Aim of the exercise:
Copy out each line of the material in which the word "ramokz" can be found.

------------------------------------------------------------------------

PR #2271, opened 2026-06-02
Phantom Camera: Reduce unnecessary processing

wjt:
Phantom Camera: Reduce unnecessary processing

Apply the changes I have submitted upstream in
https://github.com/ramokz/phantom-camera/pull/657 to avoid processing
every frame in the editor, even when the open scene does not use
PhantomCamera.

As detailed in that PR and in
https://github.com/ramokz/phantom-camera/issues/649, I haven't figured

------------------------------------------------------------------------

Final answer:
https://github.com/ramokz/phantom-camera/pull/657 to avoid processing
https://github.com/ramokz/phantom-camera/issues/649, I haven't figured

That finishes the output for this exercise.